■ WHAT IS REQUIRED ■
Your answer should be a number only: the count of lines in the following entries that contain "branch".

*** PROVIDED MATERIAL ***

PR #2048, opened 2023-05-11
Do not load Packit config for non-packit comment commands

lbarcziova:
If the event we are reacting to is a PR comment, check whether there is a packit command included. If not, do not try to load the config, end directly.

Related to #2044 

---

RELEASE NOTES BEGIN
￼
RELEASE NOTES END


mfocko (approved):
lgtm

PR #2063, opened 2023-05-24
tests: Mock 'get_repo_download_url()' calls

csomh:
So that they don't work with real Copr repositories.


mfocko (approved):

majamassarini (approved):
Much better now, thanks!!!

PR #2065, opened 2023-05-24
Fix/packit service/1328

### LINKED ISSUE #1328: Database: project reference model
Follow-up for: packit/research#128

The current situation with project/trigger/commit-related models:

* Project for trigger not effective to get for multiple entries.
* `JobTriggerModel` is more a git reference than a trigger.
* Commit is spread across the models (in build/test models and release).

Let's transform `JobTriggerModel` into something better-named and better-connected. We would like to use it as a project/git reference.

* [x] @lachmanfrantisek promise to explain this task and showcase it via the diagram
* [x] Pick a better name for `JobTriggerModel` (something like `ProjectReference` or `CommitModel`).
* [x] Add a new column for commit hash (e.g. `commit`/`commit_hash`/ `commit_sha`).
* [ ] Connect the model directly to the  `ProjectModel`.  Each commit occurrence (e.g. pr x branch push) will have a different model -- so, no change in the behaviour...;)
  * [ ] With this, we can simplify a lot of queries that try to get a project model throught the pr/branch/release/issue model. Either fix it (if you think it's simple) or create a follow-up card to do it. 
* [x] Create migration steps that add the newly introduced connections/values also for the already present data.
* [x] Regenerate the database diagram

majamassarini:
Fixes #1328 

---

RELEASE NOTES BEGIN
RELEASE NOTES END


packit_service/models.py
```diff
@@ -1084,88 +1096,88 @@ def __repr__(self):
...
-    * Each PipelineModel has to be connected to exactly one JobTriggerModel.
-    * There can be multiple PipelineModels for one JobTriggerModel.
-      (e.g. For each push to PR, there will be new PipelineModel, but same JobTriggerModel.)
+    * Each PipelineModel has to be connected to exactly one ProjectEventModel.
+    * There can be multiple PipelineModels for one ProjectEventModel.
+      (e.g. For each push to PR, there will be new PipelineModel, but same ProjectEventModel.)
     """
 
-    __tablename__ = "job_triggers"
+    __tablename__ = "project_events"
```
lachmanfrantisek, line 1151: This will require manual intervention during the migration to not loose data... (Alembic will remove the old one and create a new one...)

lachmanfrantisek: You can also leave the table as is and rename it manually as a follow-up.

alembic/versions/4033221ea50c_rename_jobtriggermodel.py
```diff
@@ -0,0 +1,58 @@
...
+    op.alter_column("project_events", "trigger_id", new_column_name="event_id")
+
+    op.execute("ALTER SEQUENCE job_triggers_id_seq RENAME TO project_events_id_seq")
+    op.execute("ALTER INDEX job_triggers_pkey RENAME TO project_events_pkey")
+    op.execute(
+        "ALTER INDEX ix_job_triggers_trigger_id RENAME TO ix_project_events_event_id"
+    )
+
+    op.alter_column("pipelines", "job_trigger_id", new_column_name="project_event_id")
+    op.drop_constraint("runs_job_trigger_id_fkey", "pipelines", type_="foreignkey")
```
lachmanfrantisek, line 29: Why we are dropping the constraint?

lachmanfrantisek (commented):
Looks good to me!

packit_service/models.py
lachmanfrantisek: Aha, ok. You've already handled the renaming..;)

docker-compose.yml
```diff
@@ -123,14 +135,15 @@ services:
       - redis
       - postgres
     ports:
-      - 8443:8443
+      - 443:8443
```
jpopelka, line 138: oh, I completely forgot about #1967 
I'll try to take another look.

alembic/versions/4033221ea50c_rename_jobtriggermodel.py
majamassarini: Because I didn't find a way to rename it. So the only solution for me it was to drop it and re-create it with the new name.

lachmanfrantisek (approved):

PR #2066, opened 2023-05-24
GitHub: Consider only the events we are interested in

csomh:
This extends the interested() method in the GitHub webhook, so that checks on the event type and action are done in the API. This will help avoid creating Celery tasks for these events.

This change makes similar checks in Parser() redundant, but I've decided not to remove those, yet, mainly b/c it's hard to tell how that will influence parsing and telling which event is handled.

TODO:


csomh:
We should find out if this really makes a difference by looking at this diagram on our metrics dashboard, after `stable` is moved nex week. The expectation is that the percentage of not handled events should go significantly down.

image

*** End of PROVIDED MATERIAL ***

■ EXERCISE SOLUTION ■
2